= Changzhou needlework embroidery =

Changzhou Needlework Embroidery (), or Free Stitch Embroidery, was founded in 1920 by lady Yang Shouyu (杨守玉, 1896–1981, Changzhou, Jiangsu), the younger cousin of Liu Haisu (刘海粟). She was a contemporary artist of embroidery and the master of Changzhou needlework embroidery. Changzhou needlework embroidery is the combination of the traditional Chinese embroidery and the Western oil painting.

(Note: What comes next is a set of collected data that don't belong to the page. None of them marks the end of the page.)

Issue #1, opened 2019-10-01
Implement get_current_tree in levels/levels.py


bthayer2365:
This function should parse the current git branches and return it in a json format. Look at the code for details. The level_json function should be useful.

PR #3, opened 2019-10-05
Implemented get_current_tree

wertydoo:
Builds a tree of the current repository consisting of all commits, branches, tags, and the HEAD. In addition, commits lists all parents, branches lists all target commits, and tags lists all target commits.

### DIFF
--- a/gitgud/operations.py
+++ b/gitgud/operations.py
@@ -119,15 +119,56 @@ def create_tree(commits, head):
 
 def get_current_tree():
     # Return a json object with the same structure as in level_json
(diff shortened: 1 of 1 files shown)


bthayer2365:
Thanks for the code, Brain. It does exactly what I need it to do!

 You traverse some of the commits a few extra times, but that's a good opportunity for someone interested in algorithms to optimize the code. It's only when there's a lot of commits that this would be an issue anyways. I'll open an issue for anyone who's interested!

bthayer2365:
fixes #1

PR #6, opened 2019-10-05
Added level 'intro merging'

Fiss-and-Fuse:


bthayer2365:
Hey @Fiss-and-Fuse , thanks for the PR! All the code and spec files look good and are ready to merge. Before that, I have a few suggestions for the instructions.

Since this is still the intro, I think it's good if we handhold a bit more and make it clear exactly what the user is supposed to type in. The solution commands would be

"git branch bugFix"
"git checkout bugFix"
"git gud commit"
"git checkout master"
"git gud commit"
"git merge bugFix"

Can you weave those into the instructions, including the quotes so the user can see what the commands are?

For example, the 3rd line might look like this:
```
Make a new branch called bugFix using "git branch bugFix"
```
Follow a similar pattern with the rest of the instructions and this will be good to go. Thanks again for the PR!

bthayer2365:
Thanks @Fiss-and-Fuse. You're merged!

PR #7, opened 2019-10-05
Added level 'intro branching'

parkmichael777:


bthayer2365:
Hey Michael, thanks for the PR! Everything looks good, just a few updates and I'll be happy to merge.

Can you delete these two lines

```
Hit enter to advance.
```
and
```
Great! You just advanced through the first part of the first set of instructions!
```

The user will already have done that in the first level, so they won't need to do that again.

Also, we also already say "let's start using git!" in the commits challenge too, so can you change that last line to something like "Now that we know how to make a branch, we can start seeing how git operates in the real world!"

parkmichael777:
Hey Ben,

I modified those three things and pushed.

Thanks,
Michael Park

bthayer2365:
Looks good! You're merged!

parkmichael777:
Alright, thank you!

PR #12, opened 2019-10-07
Optimized get_current_tree so every commit is visited only once.

wertydoo:
Fixed bad python so that every node in the commit tree is only visited once. Please note that this was only tested for a small set of cases and more robust unit testing should be considered in the future.


bthayer2365:
Looks good Brian, thanks for updating this. Code should be as efficient as it gets now.

PR #19, opened 2019-10-13
Create help command

### LINKED ISSUE #8: Add `git gud help <command>`
This shouldn't be that hard. ArgParse parsers have a `.show_help()` method. Just add a subparser that uses the `help` command then display the appropriate help message.

Pseudocode should be something like `git gud help <command>` and then run `<command>_parser.show_help()`

Relevant file is gitgud/__main__.py

Ishan1742:
fixes #8

### DIFF
--- a/gitgud/__main__.py
+++ b/gitgud/__main__.py
@@ -26,20 +26,26 @@ class GitGud:
 
         # TODO Display help message for subcommand when it fails.
         # ie `git gud load level1 challenge1 random-input` should have output similar to `git gud load --help`
+        
+        '''
+        Use "git gud help" to print helps of all subcommands.
+        "git gud help <command>" prints the description of the <command> but not help.
+        Longer descriptions can be added later
+        '''
 
-        help_parser = subparsers.add_parser('help', help='Show help for commands') 
-        start_parser = subparsers.add_parser('start', help='Git started!')
-        status_parser = subparsers.add_parser('status', help='Print out the current level')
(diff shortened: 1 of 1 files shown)


bthayer2365:
This looks good. Thank you!

I have a four small things for you to change, shouldn't be hard.

First, This is more a stylistic preference of mine than anything, but I think it's good for consistency. Can you change the multiline comment to use hashes and be on the lines immediately before the parsers. And change the add longer descriptions to be a TODO, so:

```
# Use "git gud help" to print helps of all subcommands.
# "git gud help <command>" prints the description of the <command> but not help.
# TODO Add longer descriptions
help_parser = ...
```

Next, Instead of self.subparser_copy, let's use `self.subparsers` and change the `subparsers = ...` to `self.subparsers = ...`. You'll need to change all the references to `subparsers` as well.

Keep the "No such command exists." That's good. if you could, on the same line, also output the command that doesn't exist to make it clear. So
`git gud help asdf`
prints
`No such command exists: "asdf"`

And if we get a KeyError, instead of printing a list of commands, why not just print what we would as if we ran "git gud help". It would have pretty formatting and provide more information.

After that, we're good. To make a list out of it:
- [ ] Change comment to use # and be on line before parsers
- [ ] Change usages to `self.subparsers`
- [ ] Output invalid command
- [ ] Instead of listing commands, run normal help prompt

bthayer2365:
Everything looks good! Merging!

Issue #11, opened 2019-10-07
Implement `git gud show-tree` to display tree in `.spec` format


bthayer2365:
It would be great for the user to have a simple way to display the current tree. Simply display the current tree in the spec format this project uses when specifying levels.

The spec format can be seen in the level directories ie 'levels/merging/_octopus/test.spec'

To do this, you may also want to implement `operations.get_topology()`, which may be used for other functions, but this is not necessary.

bthayer2365:
@parkmichael777 Can you work on this with the command alias you showed me from before that showed the git tree? You'll need to make use of GitPython, but essentially you're just running the same command that you showed me. We don't need to do it in the `.spec` format.

parkmichael777:
Sure, I can take a look at it!

PR #20, opened 2019-10-13
Created "git gud show-tree"; shows commit history

parkmichael777:


gitgud/operations.py
```diff
@@ -43,6 +43,10 @@ def add_and_commit(self, name):
 
         return commit
 
+    def show_tree(self):
+        tree = self.repo.git.log('--graph', '--oneline', '--all', '--decorate=short')
```
bthayer2365: From https://git-scm.com/docs/git-log:

The default option for --decorate is short, so we can remove it.

Also, I think show_tree implies that it'll be the one showing it, so I think it should handle that. The quick solution to that would be to move the print statement there, but......

Git itself shows pretty colors when running that command. Can you see if you can avoid using a print statement and have git do the printing so it keeps all the pretty colors?

parkmichael777: I'll get rid of =short, but I'm going to have to leave "--decorate"; otherwise, the references won't show up (unlike manually typing "git log --graph --oneline --all" where '--decorate' is implied for some reason) 

Yeah, I originally thought if I left out the print command, it would execute as if I had wrote "git log etc." But, if I don't turn it into a string and print it (just run "self.file_operator.repo.git.log(<flags>)) nothing will happen. There will be a short delay from some processing, but nothing will print to console.

bthayer2365:
Hmm. Could be different versions of git leading to the --decorate issue.
I'll have to see for myself.

As for printing to the console, you could either keep working with
gitpython or you can see if you can use the command line and call git
directly. This shouldn't be a problem some git log doesn't change the
state. If you can't come up with anything, it's fine to leave it as is.

parkmichael777:
I've managed to get it working with colors but you need to import another module, "subprocess."

bthayer2365:
That's fine. Subprocess is built in, so there's no extra dependencies. I'll
test it out later.

parkmichael777:
Okay, I pushed it

bthayer2365:
Closes #11

PR #21, opened 2019-10-13
Nicer output for `git gud levels` 

### LINKED ISSUE #9: Make `git gud levels` look pretty
I'd like to have some pretty output for `git gud levels` that displays the name of all levels in git gud. 

Right now it's just a series of print statements with the number of challenges. If it could be something that looked nicer and displayed more information, that would be great.

The method is already there in \_\_main\_\_.py, so all that you'd need to do is find a way to make it pretty.

sahansk2:
fixes #9 
There is prettier padding for the levels being printed, with them being lined up in columns.
The word "challenge"  is made plural or singular depending on how many challenges are in the level.
The challenges for each level are listed under each level, spaced so that the colons line up.
(Might want to squash and merge, the various commits in the branch just change comments -- sorry)

### DIFF
--- a/gitgud/__main__.py
+++ b/gitgud/__main__.py
@@ -161,10 +161,12 @@ class GitGud:
         for level in all_levels.values():
             # TODO Make pretty
             # TODO Add description
+            # 10 characters for the short IDs. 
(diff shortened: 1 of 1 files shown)


sahansk2:
Sounds good -- I saw a similar code snippet elsewhere using count, so I've refactored that as well.

bthayer2365:
Alright, I see it. All looks good. Thanks!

==Manufacturing processes==
Doing Changzhou needlework embroidery requires some oil painting skills because the first step is to draw a draft. And then the embroidery can be done. The production of Changzhou needlework embroidery requires piercing three layers of cloth. The first layer, according to the painted draft and the color lumps, is to make the background colored, cursorily. The thread should be thicker and longer. The second layer needs careful dealing and should pay attention to the production orders. The larger and back area needs to be done first and the following is the smaller and front part. In addition, the most important part has to do some further dealing. The third layer is to process meticulously and pay more attention to the changes of lines, lights and colors.

==Characteristics==
One characteristic of the Changzhou needlework embroidery is ‘disorder’. However, the "disorder" doesn't mean "being unsystematic". It has its own rules. Another is paying more attention to the color effects. Changzhou needlework embroidery has more layers than other embroidery so as to have different color effects.
When a work is done, it seems just like an oil painting.